*Work item*.
Scan the entries below for the word "ratio" and copy every line where it turns up.

*Listed records*.
PR #1817, opened 2023-09-19
✨ feat: Respect format's aspect ratio in Preview

blancham:
## What

* This PR make the camera preview respect the aspect ratio of the given format
* This PR allows the camera preview to fit whatever container it is in

## Changes

* This PR updates the way `getPreviewSize()` function works
* This PR updates the way the `PreviewView` is measured (thus rendered on the screen)

## Tested on

* Vivo Y01 (Android 12)

## Related issues

* Related to https://github.com/mrousavy/react-native-vision-camera/pull/1798

## Description

A year ago I worked with `react-native-vision-camera` (v2.15.2) in order to replace the deprecated `react-native-camera` in our app at Kraaft.

I managed to do some pretty nice things with it (thanks @mrousavy) but when testing on Android, we realised that there were a lot of small bugs making it impossible to ship the app (lot of regressions). 
The preview not being accurate on some devices (Vivo being one of the worst case) was the most important one.

This has been in stand-by for quite a long time, hoping that v3.0.0 would solve most of the issues and it did!

...except for the preview 😄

*Reply*.
✨ feat: Respect format's aspect ratio in Preview
* This PR make the camera preview respect the aspect ratio of the given format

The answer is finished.